The government on Saturday (March 14) announced the Electricity (Amendment) Rules, 2026, which amend Rule 3 of the Electricity Rules, 2005 relating to captive power plants (CGP). The changes were finalized after extensive stakeholder consultation.
In a press release on Saturday, the power ministry said the amendments aim to “remove interpretive ambiguities, ease of doing business for industry and align the self-generation framework with India’s energy transformation and industrial growth objectives”.
The ministry said the amendments seek to clarify the implementation of self-production provisions while maintaining legal safeguards regarding ownership and consumption.
“The Electricity (Amendment) Rules, 2026 have been introduced to provide greater clarity and flexibility in the framework governing self-consumption power plants so that industries can more easily generate electricity for self-consumption,” the ministry said.
“The amendments seek to align the self-generation regime with modern corporate structures and evolving industrial energy needs, particularly as companies increasingly invest in non-fossil fuel self-energy projects,” the statement added.
By clarifying ownership provisions, simplifying the rules for group captive arrangements and introducing a clear verification mechanism, the amendments aim to further reduce legal ambiguity and disputes.
“Many provisions in the rules have been simplified for easier compliance. A new provision has been added to prevent distribution licensees from charging captive consumers until it is verified that they are captives,” the statement said.
Captive energy production
The ministry said self-generation of electricity was a key provision of the 2003 Electricity Act.
The National Energy Policy 2005 recognizes self-generation as an important mechanism for ensuring reliable and cost-effective electricity supply to industry.
The report says that self-energy has boosted industrial growth by allowing industries to ease supply constraints and manage electricity cost fluctuations.
She noted that Indian industries are increasingly using non-fossil fuel energy to meet sustainability commitments and reduce costs.
“In this context, enabling a clear, predictable and implementable framework for captive power generation is essential to enhance industrial competitiveness and support India’s long-term economic growth,” the ministry said.
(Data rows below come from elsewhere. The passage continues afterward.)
PR #9892, opened 2026-06-17
Use "override" keyword where needed.

davedets:

The PR adds
```
  "-Wsuggest-override"
  "-Winconsistent-missing-override"
 ```
 to the CLANG_ONLY_WARNINGS.  This exposes a relatively small number of places where method overrides did not use the "override" keyword.  The PR fixes those.
 
(In cmd_util.h, I also made the *_CMD macros be uniform in not ending the class they define with a semicolon; the invocation of the macro can add the semicolon.)


davedets:
Oops: I had only done a debug build; StaticMatrix<T> is a subclass of Matrix<T> only in debug builds, so the "override" has to be dependent on Z3DEBUG.  FIxed that.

Key features of the changes: Here’s what the government said
1. Clearly defined ownership requirements
The definition of ownership has been clarified to include subsidiaries, holding companies and other subsidiaries of the holding company of an entity that establishes its own manufacturing plant.
This clarification recognizes modern corporate structures where energy assets are often developed through group entities or special purpose units.
The amendment ensures that legitimate captive investments of corporate groups will not be denied captive ownership status solely because of organizational structure.
2. Uniform verification period
Verification of captive status will be carried out throughout the financial year to ensure clarity and consistency of implementation.
In cases relating to the first or last year of ownership of the power plant for self-consumption, the verification may be carried out for the relevant part of the financial year.
3. Captive races established by the Association of Persons (AoP)
The amendments provide greater flexibility in the operation of group captive projects established through an Association of Persons (AoP).
Own users will be able to draw electricity based on their operational requirements, provided that the legal conditions of ownership and consumption are fully observed.
Consumption in excess of an individual user’s proportionate allowance will not result in disqualification from the captive race.
However, such excess consumption will not be considered as individual self-consumption, but will continue to count towards the group’s qualifying requirement for joint self-consumption.
If an AoP member holds 26 percent or more of the ownership, the proportional consumption requirement does not apply to that entity and all of its consumption will be considered self-consumption.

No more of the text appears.